--- START ---

PR #139, opened 2018-04-04
Additional method test for some ML algos

WeichenXu123:
Add additional method test for some ML algos.

In this PR, I add `associationRules` in `FPGrowth` and `findSynonyms`. 
After the design is accepted, I will add other methods later.

Add an interface in `BenchmarkableAlgorithm`:
```
  def testAdditionalMethods(ctx: MLBenchContext, model: Transformer): Map[String, () => _]
```

PR #151, opened 2018-06-09
[ML-3824] Add benchmarks to mllib-large.yaml for FPGrowth

ludatabricks:
Benchmark for FPGrowth is added to mllib-large.yaml.

### DIFF
--- a/src/main/resources/com/databricks/spark/sql/perf/mllib/config/mllib-large.yaml
+++ b/src/main/resources/com/databricks/spark/sql/perf/mllib/config/mllib-large.yaml
@@ -59,6 +59,10 @@ benchmarks:
       optimizer:
         - em
         - online
+  - name: fpm.FPGrowth
+    params:
+      numItems: 10000
+      itemSetSize: 10
   - name: recommendation.ALS
     params:
       numExamples: 50000000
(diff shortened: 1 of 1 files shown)


src/main/resources/com/databricks/spark/sql/perf/mllib/config/mllib-large.yaml
```diff
@@ -59,6 +59,10 @@ benchmarks:
       optimizer:
         - em
         - online
+  - name: fpm.FPGrowth
+    params:
+      numItems: 10000
+      itemSetSize: 10
```
jkbradley: This is a pretty big average itemset size.  It could be worth testing 2 sizes, say 4 and 10.  (Think of this number as being, e.g., the number of items in an online shopping cart at checkout.)

jkbradley:
@ludatabricks  and @mengxr I see you removed logging of metrics for additional methods like AssociationRules in this PR: https://github.com/databricks/spark-sql-perf/pull/144/files

This logging was added in https://github.com/databricks/spark-sql-perf/pull/139/files so that we could time things other than fit() and transform().

Was this a mistake, or was there a problem with that logging?

ludatabricks:
@jkbradley. That is a mistake. I should leave a comment there. In the new schema, we only want to save the results of the new methods instead of the function. I will fix it in a separate PR.

jkbradley:
Sure, I'll say this LGTM, and we can adjust running times later as needed.  Thanks!

PR #153, opened 2018-06-12
[ML-3915] add additionalTests to MLMetrics

ludatabricks:
The time for additionalTests is missing in MLMetrics. Now add it back to MLMetrics so that we can test the time for other methods.


jkbradley:
LGTM
Thanks!
Merging with master

PR #155, opened 2018-06-14
[ML-3870] Make spark-sql-perf master compiled with spark 2.3 and scala 2.11

ludatabricks:
Change the build config to update spark 2.3 and update the scala dependence in bin/spark-perf


mengxr:
LGTM2. Merged.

--- END ---

**WHAT THE TASK ASKS:** Copy every line from the material in which the word "later" can be found.

**REPLY TO THE EXERCISE:**
After the design is accepted, I will add other methods later.
Sure, I'll say this LGTM, and we can adjust running times later as needed.  Thanks!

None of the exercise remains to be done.